After what seemed like only a few minutes of running, Higgins began to
see strange patterns on the dunes; shifting figures of shadow that made the
sand seem almost alive. He knew immediately what it was: the headlights of the
approaching enemy convoy.

Armitraj
turned and dropped to one knee, firing another grenade. Then,
spread-eagled on the sand, he extended the bipod legs of the machine gun and
gripped the trigger before the explosive round finished its journey, detonating
harmlessly forty meters from the foremost troop carrier.

Kismet, at the front of the litter, stopped abruptly.

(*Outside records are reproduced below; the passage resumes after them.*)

PR #4576, opened 2019-08-02
Correct linter name in summary

jiivan:
In linter summary, flake8 is wrongly labelled as pycodestyle.


kmazurek (approved):
Thanks for fixing the test!

Issue #4481, opened 2019-07-16
Adapt HyperdriveClient to simple-transfer error reporting


kmazurek:
## Rationale
With the release of Golem 0.20, [hyperg](https://github.com/golemfactory/golem-hyperdrive) was replaced with [simple-transfer](https://github.com/golemfactory/simple-transfer). While the API for both is identical, `simple-transfer` has changed the way errors are reported. Golem's `HyperdriveClient` needs to be adapted to handle these errors correctly.

### Technical specification
Generally, `simple-transfer` reports errors back to the client  using the appropriate HTTP status codes. This means that for general failures a `500 Internal Server Error` will be returned. Similarly, for invalid requests the server will respond with a `400 Bad Request` status.

In particular, when getting a non-existent resource (via `/api/download` command), `simple-transfer` will return the HTTP status code 500 in a fail-fast manner. This is in contrast with the previous implementation which would hang indefinitely (or until timeout is reached) in such a situation.

#### Which application modules will be updated?
`HyperdriveClient`, `HyperdriveAsyncClient` (`golem/network/hyperdrive/client.py`)

#### Additional tests
Hyperdrive client tests (`tests/golem/network/hyperdrive/test_hyperdrive_client.py`) will need to be updated to include more specific error cases.

shadeofblue:
irrelevant

PR #4577, opened 2019-08-02
[CLAY-399] hyperg: unify shared resource lifetimes

mfranciszkiewicz:
~**Do not merge**~
**Requires `simple-transfer` v0.3.5+ ~(not released)~**

Adds support for the 2 new API calls:
- GET `/resources`
    Response:
    ```
    {
        "hash": hash,
        "files": n_files,
        "totalSize": size,
        "validTo": valid_to
    }
    ```
- GET `/resources/{resource_id}`
    Response:
    ```
    {
        "hash": hash,
        "files": files,
        "totalSize": size,
        "validTo": valid_to
    }
    ```

The latter will be used for validating the lifetimes of cache entries in the new `ResourceManager`.

### DIFF
--- a/golem/network/hyperdrive/client.py
+++ b/golem/network/hyperdrive/client.py
@@ -2,17 +2,19 @@ import json
 import logging
 import math
 from ipaddress import AddressValueError, ip_address
-from typing import Optional, Dict, Tuple, List, Iterable, Callable, Union
+from typing import Any, Callable, Dict, Iterable, List, Optional, Tuple, Union
 
 import collections
 
 import requests
 from requests import HTTPError
-from twisted.internet.defer import Deferred
+from twisted.internet.defer import inlineCallbacks
 
 from golem_messages import helpers as msg_helpers
+from twisted.web.client import readBody
+from twisted.web.http_headers import Headers
 
-from golem.core import golem_async
+from golem.core.golem_async import AsyncHTTPRequest
 from golem.resource.client import IClient, ClientOptions
 
 log = logging.getLogger(__name__)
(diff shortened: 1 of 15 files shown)


golem/network/hyperdrive/client.py
```diff
@@ -126,9 +124,16 @@ def cancel(self, content_hash):
...
-    def _request(self, **data):
-        response = requests.post(url=self._url,
-                                 headers=self._headers,
+    def _request(
+            self,
+            endpoint: str = DEFAULT_ENDPOINT,
+            **data
+    ) -> Dict:
+        if endpoint and endpoint[0] == '/':
+            endpoint = endpoint[1:]
```
Wiezzel, line 131: AFAIK multiple slashes are allowed in URLs and shouldn't cause problems.

golem/network/hyperdrive/client.py
```diff
@@ -142,110 +147,128 @@ def _request(self, **data):
...
+            self,
+            endpoint: str = HyperdriveClient.DEFAULT_ENDPOINT,
+            method: bytes = b'POST',
+            params: Optional[Dict] = None,
+            parser: Optional[Callable[[Dict], Any]] = None,
+    ):
+        body = None
+
+        if endpoint and endpoint[0] == '/':
+            endpoint = endpoint[1:]
```
Wiezzel, line 245: AFAIK multiple slashes are allowed in URLs and shouldn't cause problems.

Wiezzel (approved):

golem/network/hyperdrive/client.py
```diff
@@ -37,27 +39,23 @@ class HyperdriveClient(IClient):
...
-        super(HyperdriveClient, self).__init__()
-
-        # API destination address
-        self.host = host
-        self.port = port
+        super().__init__()
         # connection / read timeout
         self.timeout = timeout
-
         # default POST request headers
```
maaktweluit: This comment is outdated now, think it can be removed
```suggestion
        # API destination address
```

golem/network/hyperdrive/client.py
```diff
@@ -142,110 +147,128 @@ def _request(self, **data):
...
+        if endpoint and endpoint[0] == '/':
+            endpoint = endpoint[1:]
+        if params:
+            body = json.dumps(params).encode(self.ENCODING)
+
+        uri = f'{self._url}/{endpoint}'.encode(self.ENCODING)
+        response = yield AsyncHTTPRequest.run(
+            method,
+            uri=uri,
+            headers=self.RAW_HEADERS,
```
maaktweluit, line 253: What is the difference between `RAW_HEADERS` and `HEADERS`?
```suggestion
            headers=self.HEADERS,
```

maaktweluit (commented):
LGTM!

Some small comments, will approve on reply

golem/network/hyperdrive/client.py
mfranciszkiewicz: `RAW_HEADERS` are an instance of `Headers` class, which serializes the given dict to proper binary data. `Headers` instance is an argument to Twisted's HTTP request function.

golem/network/hyperdrive/client.py
```diff
@@ -142,110 +147,128 @@ def _request(self, **data):
...
+        )
 
-        def on_error(body):
-            try:
-                decoded = body.decode('utf-8')
-            except Exception as exc:  # pylint: disable=broad-except
-                _result.errback(exc)
-            else:
-                _result.errback(HTTPError(decoded))
+        try:
```
kmazurek, line 257: In relation to #4481: I think it would make sense to check to status code of the response at this point, raising an error if necessary. The error could be a custom class including the status code so that it gets propagated to the caller. This would allow for error disambiguation once `simple-transfer` returns more specific status codes.

mfranciszkiewicz: I believe this should be covered in a follow up PR.

PR #4578, opened 2019-08-02
[CLAY-399] hyperg: obligatory share timeouts [2/3]

mfranciszkiewicz:
Enforces timeouts on each shared resource. Golem is in control over resource lifetimes and no longer relies on defaults set in `simple-transfer` (3 days).

### DIFF
--- a/golem/network/hyperdrive/client.py
+++ b/golem/network/hyperdrive/client.py
@@ -24,12 +24,10 @@ def to_hyperg_peer(host: str, port: int) -> Dict[str, Tuple[str, int]]:
     return {'TCP': (host, port)}
 
 
-def round_timeout(value: Optional[Union[int, float]]) -> Optional[int]:
-    if not isinstance(value, (int, float)):
-        return None
-
-    value_int = int(math.ceil(value))
-    return value_int if value_int > 0 else None
+def round_timeout(value: Union[int, float]) -> int:
+    if not isinstance(value, (int, float)) or value <= 0:
+        raise ValueError(f"Invalid timeout: {value}")
+    return int(math.ceil(value))
 
 
 class HyperdriveClient(IClient):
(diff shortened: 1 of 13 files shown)


golem/network/hyperdrive/client.py
```diff
@@ -24,12 +24,10 @@ def to_hyperg_peer(host: str, port: int) -> Dict[str, Tuple[str, int]]:
...
 
-def round_timeout(value: Optional[Union[int, float]]) -> Optional[int]:
-    if not isinstance(value, (int, float)):
-        return None
-
-    value_int = int(math.ceil(value))
-    return value_int if value_int > 0 else None
+def round_timeout(value: Optional[Union[int, float]]) -> int:
+    if not isinstance(value, (int, float)) or value <= 0:
+        raise ValueError(f"Invalid timeout: {value}")
```
Wiezzel, line 31: If it's not allowed to be `None` then it shouldn't be `Optional`. Also, type-checking with `if`s shouldn't be a thing. That's what mypy is for.

golem/network/hyperdrive/client.py
```diff
@@ -70,22 +68,20 @@ def addresses(self):
         return addresses
 
     def add(self, files, client_options=None, **kwargs):
-        timeout = client_options.timeout if client_options else None
         response = self._request(
             command='upload',
             id=kwargs.get('id'),
             files=files,
-            timeout=round_timeout(timeout)
+            timeout=round_timeout(client_options.timeout)
```
Wiezzel, line 77: If `client_options` are expected to be non-`None` please update the function signature.

golem/network/hyperdrive/client.py
```diff
@@ -70,22 +68,20 @@ def addresses(self):
...
         return response['hash']
 
     def restore(self, content_hash, client_options=None, **kwargs):
-        timeout = client_options.timeout if client_options else None
         response = self._request(
             command='upload',
             id=kwargs.get('id'),
             hash=content_hash,
-            timeout=round_timeout(timeout)
+            timeout=round_timeout(client_options.timeout)
```
Wiezzel, line 86: If `client_options` are expected to be non-`None` please update the function signature.

golem/network/hyperdrive/client.py
mfranciszkiewicz: This function is shared with HyperdriveClient and the old HyperdriveResourceManager. The signature will be updated when those entities are removed.

golem/network/hyperdrive/client.py
mfranciszkiewicz: Same as above

golem/network/hyperdrive/client.py
mfranciszkiewicz: Same as above

golem/network/hyperdrive/client.py
maaktweluit: maybe we can add a TODO to remember out future selves

maaktweluit (approved):
LGTM!

PR #4592, opened 2019-08-08
Auto-setup wrapper for environments

Wiezzel:
A decorator that automagically prepares and cleans up environment when it's necessary. That means in particular:
  * Running benchmarks
  * Installing prerequisites
  * Using runtimes (runtime usage starts with calling `prepare()` and ends with calling `clean_up()`, creation is not included)

Some comments:
  * `DockerCPUEnvironment` is not ready to use this decorator because runtime creation assumes the environment is enabled. This however could be quite easily refactored.
  * The wrapper currently assumes 'infinite parallel factor' which means it can handle running benchmark, installing prerequisites, and running arbitrary number of runtimes, all at once. However, with small adjustment we could make the wrapper enforce exclusion between these (if needed).

### DIFF
--- a/golem/envs/auto_setup.py
+++ b/golem/envs/auto_setup.py
@@ -1,0 +1,195 @@
+from typing import (
+    Any,
+    Callable,
+    Dict,
+    Optional,
+    Tuple,
+    Type
+)
+
+from twisted.internet.defer import (
+    Deferred,
+    DeferredLock,
+    inlineCallbacks
+)
+
+from golem.envs import (
+    CounterId,
+    CounterUsage,
+    EnvConfig,
+    EnvEventListener,
+    EnvEventType,
+    Environment,
+    EnvMetadata,
+    EnvStatus,
+    EnvSupportStatus,
+    Prerequisites,
+    Runtime,
+    RuntimeEventListener,
+    RuntimeEventType,
+    RuntimeInput,
+    RuntimeOutput,
+    RuntimePayload,
+    RuntimeStatus
+)
+
+
+class RuntimeSetupWrapper(Runtime):
+
+    def __init__(
+            self,
+            runtime: Runtime,
+            start_usage: Callable[[], Deferred],
+            end_usage: Callable[[], Deferred]
+    ) -> None:
+        self._runtime = runtime
+        self._start_usage = start_usage
+        self._end_usage = end_usage
+
+    @inlineCallbacks
+    def prepare(self) -> Deferred:
+        yield self._start_usage()
+        yield self._runtime.prepare()
+
+    @inlineCallbacks
+    def clean_up(self) -> Deferred:
+        yield self._runtime.clean_up()
+        yield self._end_usage()
+
+    def start(self) -> Deferred:
+        return self._runtime.start()
+
+    def wait_until_stopped(self) -> Deferred:
+        return self._runtime.wait_until_stopped()
+
+    def stop(self) -> Deferred:
+        return self._runtime.stop()
+
+    def status(self) -> RuntimeStatus:
+        return self._runtime.status()
+
+    def stdin(self, encoding: Optional[str] = None) -> RuntimeInput:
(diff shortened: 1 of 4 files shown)


golem/envs/auto_setup.py
```diff
@@ -0,0 +1,195 @@
...
+        def __init__(self, *args, **kwargs) -> None:
+            self._env = wrapped(*args, **kwargs)  # type: ignore
+            self._num_users = 0
+            self._lock = DeferredLock()
+
+        @inlineCallbacks
+        def _start_usage(self) -> Deferred:
+            yield self._lock.acquire()
+            try:
+                if self._num_users < 1:
```
maaktweluit: i think its more clear to check equal to 0, any reason to use < 1?
```suggestion
                if self._num_users == 0:
```

Wiezzel: No particular reason. Can change.

tests/golem/envs/test_auto_setup.py
```diff
@@ -0,0 +1,214 @@
...
+    def test_supported(self):
+        self.assertEqual(self.wrapped_cls.supported(), self.env_cls.supported())
+
+    def test_metadata(self):
+        self.assertEqual(self.wrapped_cls.metadata(), self.env_cls.metadata())
+
+    def test_parse_prerequisites(self):
+        prereq_dict = {'key': 'value'}
+        self.assertEqual(
+            self.wrapped_cls.parse_prerequisites(prereq_dict),
```
maaktweluit: one line one thought, would call:
```
result = self.wrapped_cls.parse_prerequisites(prereq_dict)
assert ...
```

This will also separate `Given`, `When` and `Then`

Wiezzel: OK

tests/golem/envs/test_auto_setup.py
```diff
@@ -0,0 +1,214 @@
...
+        payload = Mock(spec_set=RuntimePayload)
+        config = Mock(spec_set=EnvConfig)
+        runtime = self.wrapped_env.runtime(payload, config)
+        self.assertEqual(runtime.status(), self.runtime.status())
+
+    def test_runtime_stdin(self):
+        payload = Mock(spec_set=RuntimePayload)
+        config = Mock(spec_set=EnvConfig)
+        runtime = self.wrapped_env.runtime(payload, config)
+        stdin = runtime.stdin('utf-7')
```
maaktweluit, line 168: lol, mocked encoding? ^^

golem/envs/auto_setup.py
maaktweluit: i dont mind, both works, was just a thought to make it more readable, only change if you agree

tests/golem/envs/test_auto_setup.py
Wiezzel: Well, 'utf-8' might become a default value some time, so using something weird like 'utf-7' makes a better test.

maaktweluit: :) i like it

golem/envs/auto_setup.py
```diff
@@ -0,0 +1,195 @@
...
+
+        @classmethod
+        def supported(cls) -> EnvSupportStatus:
+            return wrapped.supported()
+
+        def status(self) -> EnvStatus:
+            return self._env.status()
+
+        def prepare(self) -> Deferred:
+            raise AttributeError('prepare and clean_up not supported')
```
mfranciszkiewicz, line 131: AFAICT these implementations of `prepare` and `clean_up` make the wrapper incompatible with `EnvironmentTaskApiService`; they'll cause the `start` method to fail. Please provide more insight on this.

Wiezzel: `EnvironmentTaskApiService` doesn't call any of these methods. It calls `Runtime.start()` but that's a different story.

mfranciszkiewicz (approved):

PR #4596, opened 2019-08-08
Localhost envrionment

Wiezzel:
A simple test environment capable of running GRPC service on localhost. Both requestor and provider services are supported. RPC methods return predefined values specified in prerequisites.

### DIFF
--- a/tests/golem/envs/localhost.py
+++ b/tests/golem/envs/localhost.py
@@ -1,0 +1,276 @@
+import asyncio
+import logging
+from pathlib import Path
+from threading import Thread
+from typing import Optional, Dict, Any, Tuple, List
+
+from dataclasses import dataclass, asdict, field
+from golem_task_api import RequestorAppHandler, ProviderAppHandler, entrypoint
+from golem_task_api.server import AppServer
+from golem_task_api.structs import Subtask
+from twisted.internet import defer, threads
+
+from golem.envs import (
+    CounterId,
+    CounterUsage,
+    EnvConfig,
+    EnvId,
+    EnvironmentBase,
+    EnvMetadata,
+    EnvSupportStatus,
+    Prerequisites,
+    Runtime,
+    RuntimeBase,
+    RuntimeInput,
+    RuntimeOutput,
+    RuntimePayload
+)
+from golem.task.task_api import TaskApiPayloadBuilder
+
+logger = logging.getLogger(__name__)
+
+
+class LocalhostConfig(EnvConfig):
+
+    def to_dict(self) -> dict:
+        return {}
+
+    @staticmethod
+    def from_dict(data: dict) -> 'LocalhostConfig':
+        return LocalhostConfig()
+
+
+@dataclass
+class LocalhostPrerequisites(Prerequisites):
+    compute_results: Dict[str, str] = field(default_factory=dict)
+    benchmark_result: float = 0.0
+    subtasks: List[Subtask] = field(default_factory=list)
+    verify_results: Dict[str, Tuple[bool, Optional[str]]] \
+        = field(default_factory=dict)
+
+    def to_dict(self) -> dict:
+        return asdict(self)
+
+    @staticmethod
+    def from_dict(data: dict) -> 'LocalhostPrerequisites':
+        return LocalhostPrerequisites(**data)
+
+
+@dataclass
+class LocalhostPayload(RuntimePayload):
+    command: str
+    shared_dir: Path
+    prerequisites: LocalhostPrerequisites
+
+
+class LocalhostPayloadBuilder(TaskApiPayloadBuilder):
+
+    @classmethod
+    def create_payload(
+            cls,
+            prereq: Prerequisites,
+            shared_dir: Path,
+            command: str,
+            port: int
+    ) -> RuntimePayload:
+        assert isinstance(prereq, LocalhostPrerequisites)
+        return LocalhostPayload(
+            command=command,
+            shared_dir=shared_dir,
+            prerequisites=prereq
+        )
+
+
+class LocalhostAppHandler(RequestorAppHandler, ProviderAppHandler):
+
+    def __init__(self, prereq: LocalhostPrerequisites) -> None:
+        self._compute_results = prereq.compute_results
+        self._benchmark_result = prereq.benchmark_result
+        self._subtasks = prereq.subtasks
+        self._verify_results = prereq.verify_results
+
+    async def create_task(
+            self,
+            task_work_dir: Path,
+            max_subtasks_count: int,
+            task_params: dict
+    ) -> None:
+        pass
+
+    async def next_subtask(self, task_work_dir: Path) -> Subtask:
+        return self._subtasks.pop(0)
+
+    async def verify(
+            self,
+            task_work_dir: Path,
+            subtask_id: str
+    ) -> Tuple[bool, Optional[str]]:
+        return self._verify_results[subtask_id]
+
+    async def discard_subtasks(
+            self,
+            task_work_dir: Path,
+            subtask_ids: List[str]
+    ) -> List[str]:
+        return []
+
+    async def run_benchmark(self, work_dir: Path) -> float:
+        return self._benchmark_result
+
+    async def has_pending_subtasks(self, task_work_dir: Path) -> bool:
+        return bool(self._subtasks)
+
+    async def compute(
+            self,
+            task_work_dir: Path,
+            subtask_id: str,
+            subtask_params: dict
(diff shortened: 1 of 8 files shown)


golem/task/task_api/local_grpc.py
```diff
@@ -0,0 +1,302 @@
...
+    def stderr(self, encoding: Optional[str] = None) -> RuntimeOutput:
+        raise NotImplementedError
+
+    def get_port_mapping(self, port: int) -> Tuple[str, int]:
+        return '127.0.0.1', port
+
+    def usage_counters(self) -> Dict[CounterId, CounterUsage]:
+        return {}
+
+    def call(self, alias: str, *args, **kwargs) -> defer.Deferred:
```
Krigpl: rm

golem/task/task_api/local_grpc.py
```diff
@@ -0,0 +1,302 @@
...
+        raise NotImplementedError
+
+
+class LocalGrpcEnvironment(Environment):
+
+    """ This environment is capable of spawning Task API services on localhost.
```
Krigpl: I'm not so sure about this approach. Environments and DockerEnvironment in particular are built in a Task API agnostic way - while this environment is not. Also `grpc` doesn't come up anywhere in the code as the dependency (since it's hidden in the task api) so I'd drop `grpc` in the name and use `HostEnvironment` or `LocalhostEnvironment` instead.

An alternative approach to implement this env would be to make prerequisites contain the async function to run in a separate asyncio loop (effectively similar to the `command` param in the DockerEnv). That'd make the environment task api agnostic and could be even placed under `golem/envs` as a general-purpose environment.

Wiezzel: 1. 👍 for renaming to `LocalhostEnvironment`.
2. How would make the prerequisites `DictSerializable` if they contained a function?

Krigpl: 2. Right, forgot about that. I guess it could be similar to docker's way -  we effectively identify the binary/function there as a docker image which we expect is available on the host and the command to run. We could have a predefined set of functions executable on the host and prerequisites would just contain the identifier. I dunno, might not be worth the trouble atm, but the current approach feels weird to me.

Wiezzel: Well, it might seem weird but keep in mind this code is just for testing. Predefined set of functions doesn't look like a good alternative to me. What kind of functions would that be to keep it non-Task API specific?
Another solution which I considered would be to put a fully qualified name of a function in the prerequisites and dynamically import it. But that's kinda hacky.

Krigpl: If it's just for testing and I'd be fine if we put that class under `tests/`.

Wiezzel: Maybe `golem/tools`? That's where we keep things like `TestWithReactor` or `TestWithDatabase`.

Krigpl: tbh I have no idea why the classes you mentioned aren't under `tests/` (imo they should).

Wiezzel: Maybe that's because they are not test code *per se* but something you use to write test code? Nvm, I can put my code in `tests/`.

golem/task/task_api/local_grpc.py
Wiezzel: That's dependent on #4592

tests/golem/envs/localhost.py
```diff
@@ -0,0 +1,303 @@
...
+    def create_payload(
+            cls,
+            prereq: Prerequisites,
+            shared_dir: Path,
+            command: str,
+            port: int
+    ) -> RuntimePayload:
+        assert isinstance(prereq, LocalhostPrerequisites)
+        # Parse the command e.g. 'provider 1234' -> 'PROVIDER'
+        service_type, _ = command.upper().split()
```
mfranciszkiewicz: You can ignore a variable count of the arguments with
```suggestion
        service_type, *_ = command.upper().split()
```

tests/golem/envs/localhost.py
```diff
@@ -0,0 +1,303 @@
...
+        return defer.succeed(None)
+
+    def stop(self) -> defer.Deferred:
+        assert self._server is not None
+        assert self._server_loop is not None
+        assert self._server_thread is not None
+        try:
+            self._server_loop.run_until_complete(self._server.stop())
+        except Exception:  # pylint: disable=broad-except
+            return defer.fail()
```
mfranciszkiewicz, line 183: It might be a good idea to fail with the exception raised

tests/golem/envs/localhost.py
```diff
@@ -0,0 +1,303 @@
...
+        return '127.0.0.1', port
+
+    def usage_counters(self) -> Dict[CounterId, CounterUsage]:
+        return {}
+
+    def call(self, alias: str, *args, **kwargs) -> defer.Deferred:
+        raise NotImplementedError
+
+
+class LocalhostEnvironment(EnvironmentBase):
```
mfranciszkiewicz, line 206: IMO test environments should live in a separate package / namespace for the clarity of its purpose. E.g. if / when we introduce a `HostDirectEnvironment`, the two living next to each other may cause unnecessary confusion.

tests/golem/envs/localhost.py
Wiezzel: I believe that's exactly what `fail()` does here. It should automatically capture current error.

tests/golem/envs/localhost.py
Wiezzel: Well, it's in `tests` directory, according to @Krigpl's suggestion. Doesn't it make clear that it's a test-only environment? If not, where do you suggest it should be put?

tests/golem/envs/localhost.py
mfranciszkiewicz: Unfortunately, no. It's a shortcut for
```
def fail(result=None):
    ...
    d = Deferred()
    d.errback(result)
    return d
```

Wiezzel: Well, it is. But `d.errback(None)` does it. 😉

Wiezzel: You can try it:
```python
class TestFailure(TwistedTestCase):

    @inlineCallbacks
    def test_failure(self):
        def _foo():
            try:
                raise OSError()
            except:
                return defer.fail()

        with self.assertRaises(OSError):
            yield _foo()
```

tests/golem/envs/localhost.py
mfranciszkiewicz: @Wiezzel Right - somehow I missed the `tests` prefix. Sorry for the confusion.

mfranciszkiewicz (approved):

tests/golem/envs/localhost.py
```diff
@@ -0,0 +1,303 @@
...
+                port=self._port,
+                handler=self._app_handler
+            )
+        else:
+            self._server = RequestorAppServer(
+                work_dir=self._work_dir,
+                port=self._port,
+                handler=self._app_handler
+            )
+        await self._server.start()
```
Krigpl: What's wrong with reusing the `entrypoint` logic from the Task API ?

Wiezzel: Nothing's wrong, I think. Might do that.

tests/golem/envs/localhost.py
```diff
@@ -0,0 +1,287 @@
...
+    def create_payload(
+            cls,
+            prereq: Prerequisites,
+            shared_dir: Path,
+            command: str,
+            port: int
+    ) -> RuntimePayload:
+        assert isinstance(prereq, LocalhostPrerequisites)
+        # Parse the command e.g. 'provider 1234' -> 'PROVIDER'
+        service_type, _ = command.upper().split()
```
Krigpl: I think you don't need this whole service type logic anymore, just store the command and pass it to the entrypoint. Which is a good thing anyway since there's no need to inspect command's internals.

Wiezzel: Quite indeed.

tests/golem/envs/localhost.py
```diff
@@ -0,0 +1,279 @@
...
+
+class LocalhostRuntime(RuntimeBase):
+
+    def __init__(
+            self,
+            payload: LocalhostPayload,
+    ) -> None:
+        super().__init__(logger)
+        self._command = payload.command
+        self._port = payload.port
```
Krigpl: Not used anymore

Krigpl (approved):

PR #4599, opened 2019-08-09
Introduce ProviderMarketStrategy

mplebanski:
Introduce ProviderMarketStrategy (and its subclasses) to allow provider to have specific market strategy for every task type.

This PR is part of the usage market epic.


mbenke (approved):
LGTM

apps/wasm/task.py
```diff
@@ -28,7 +29,8 @@
 from apps.core.task.coretaskstate import Options, TaskDefinition
 from apps.wasm.environment import WasmTaskEnvironment
 from golem.marketplace.wasm_marketplace import (
-    RequestorWasmMarketStrategy, UsageReport
+    RequestorWasmMarketStrategy, UsageReport,
```
maaktweluit: one import per line according to the style guide ( when they do not fit on a single one )

golem/marketplace/__init__.py
```diff
@@ -1,7 +1,18 @@
 # pylint: disable=unused-import
 from .marketplace import Offer, ProviderPerformance  # noqa
-from .marketplace import RequestorMarketStrategy  # noqa
-from .brass_marketplace import RequestorBrassMarketStrategy  # noqa
-from .wasm_marketplace import RequestorWasmMarketStrategy  # noqa
+from .marketplace import (  # noqa
```
maaktweluit, line 2: you can add `Offer` and `ProviderPerformance` to this block

golem/marketplace/brass_marketplace.py
```diff
@@ -52,8 +53,34 @@ def resolve_task_offers(cls, task_id: str) -> Optional[List[Offer]]:
...
         def payment_computer(price: int):
             return price * task.header.subtask_timeout
+
         return payment_computer
+
+
+class ProviderBrassMarketStrategy(ProviderMarketStrategy):
+
+    @classmethod
+    def calculate_price(cls, pricing: ProviderPricing, max_price: int,
```
maaktweluit: linebreaks

golem/marketplace/wasm_marketplace.py
```diff
@@ -1,13 +1,17 @@
 import logging
-from typing import (
-    Callable, List, Dict, ClassVar, Tuple, Optional,
-    Iterable, TYPE_CHECKING
-)
+from typing import (Callable, List, Dict, ClassVar, Tuple, Optional, Iterable,
```
maaktweluit, line 2: this is OK, typing is exempt from the one var per line rule ( just FYI )

tests/golem/marketplace/test_marketplace.py
```diff
@@ -104,12 +103,20 @@ class TestRequestorBrassMarketStrategy(TestCase):
 
     @staticmethod
     def _mock_offer():
-        return Offer(
-            provider_id='provider_1',
-            provider_performance=ProviderPerformance(100),
-            max_price=5000,
-            price=5000
-        )
+        mock_offer = MagicMock(spec_set=[
```
maaktweluit, line 106: can we use `spec=TYPE` here?

maaktweluit (approved):
LGTM!

Few style comments ( that we should start catching with the linter ).
Logic seems good, so approving :)

apps/wasm/task.py
mbenke: done

golem/marketplace/__init__.py
mbenke: done

golem/marketplace/brass_marketplace.py
mbenke: done

tests/golem/marketplace/test_marketplace.py
mbenke: It doesn't work  for me, but I am no pytest expert. Leaving it as is, if you find a way to make it work, be my guest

“Sir, we should keep moving.
Armitraj
will
buy us some time.”

“So they can hunt us down one at a time?” He lowered his end of the
makeshift stretcher to the sand. “I don’t think so. We’ll make our stand here.”

Neither man noticed
Mutabe
, still meandering
forward in the grip of a narcotic fugue, but it would have changed nothing;
Kismet and the
Gurkhas
knew that their lives were now
measured in minutes, perhaps only seconds.

Sergeant
Armitraj
opened fire with the
machine gun, sweeping across the approaching headlights. It was impossible to
judge the strength of the advancing force, but there were two armored troop
carriers, side by side, leading the charge. Higgins suspected they were only
the tip of the spear.

The machine gun rounds seemed to have no effect, prompting the two
Gurkhas
to fire another volley of grenades.
Armitraj
selected a white phosphorus round, and both men
fired together, point blank at the vehicles. This time there was no delay.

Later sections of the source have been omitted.